Well, I don't have the money, or the equipment, or the room to make a hybrid gun (100x+ mixture), the best I could do is make the 3D plans and see if some CNC shop could make the parts.
But I was thinking about how to make one of those without requiring fuel cylinders, since those could be regulated in some countries and are "dangerous and scarier" than oxygen cylinders. Not only that, but loading the fuel and then the oxygen or vice-versa could be dangerous, it is better to gave the gasses separated, and mix them the instant you shoot the gun.
So I have an idea to make my own hydrogen cylinders, the idea is to use a metal (of course everything should be high tensile strength steel) cylinder with an aluminum burst disk (I'll explain later what's that for).

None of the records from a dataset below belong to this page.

PR #311, opened 2016-11-02
Fix doGamVersion

taers232c:
doGamVersion is called by showUsage with checkForArgs=False to keep
doGamVersion from wandering through some other command’s arguments

### DIFF
--- a/src/gam.py
+++ b/src/gam.py
@@ -428,7 +428,7 @@ def indentMultiLineText(message, n=0):
   return message.replace(u'\n', u'\n{0}'.format(u' '*n)).rstrip()
 
 def showUsage():
-  doGAMVersion(checkForCheck=False)
+  doGAMVersion(checkForArgs=False)
   print u'''
 Usage: gam [OPTIONS]...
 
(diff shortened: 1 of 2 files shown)


src/gam.py
```diff
@@ -818,32 +818,32 @@ def doGAMCheckForUpdates(forceCheck=False):
...
-    sys.stdout.write(__version__)
-    sys.exit(0)
-  import struct
-  version_data = u'GAM {0} - {1}\n{2}\nPython {3}.{4}.{5} {6}-bit {7}\ngoogle-api-python-client {8}\n{9} {10}\nPath: {11}'
-  print version_data.format(__version__, GAM_URL, __author__, sys.version_info[0],
-   sys.version_info[1], sys.version_info[2], struct.calcsize(u'P')*8,
-   sys.version_info[3], googleapiclient.__version__, platform.platform(),
-   platform.machine(), GM_Globals[GM_GAM_PATH])
-  if checkForCheck or force_check:
+    print __version__
```
jay0lee: print adds a newline here which we don't work. Simple is meant for (tba) upgrade shell scripts to know current version.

The cylinders should be filled with methanol, and have a heater inside, (like the igniters in high-mixture hybrid guns), then the heater should decompose the methanol into formaldehyde and hydrogen. Formaldehyde has a critical point of 408K, so it should stay as a liquid at the bottom of the cylinder when it is cold after the de-hydrogenation, while the compressed hydrogen should stay at the top.
Then the cylinder (which could be reacted while attached to the gun), has a burst disk, the burst disk is between the cylinder and the combustion chamber, which is then filled with air or oxygen.
Since the compressed air would relax the burst disk, it should make the gun even safer.
Then, to shoot the gun (which has a burst disk between the chamber and the barrel), we simply vaporize the burst disk with electricity, thus mixing the hydrogen and the air, and igniting them. This is a hard part, since the burst disk flexes it would be hard to keep contact with it, maybe the electrode should be a spring.
The hydrogen and oxygen should react immediately while the liquid formaldehyde stays at the bottom of the cylinder, it should start leaving way after the projectile leaves the barrel, creating a nice muzzle flash. From the calculations I did, the energy form the hydrogen should be 6kJ per gram of methanol.
I think the hardest part would be ensuring the reaction happens at high pressure, since it should make it thermodynamically harder. However it is already hard at atmsopsheric pressure, since it it endothermic, The heating plays a big role in the reaction. And I'm pretty sure it would happen at high pressures, but the temperature required might be so high that you could get CO and H2 instead of formaldehyde and H2, that's a problem since CO has a very low critical temperature.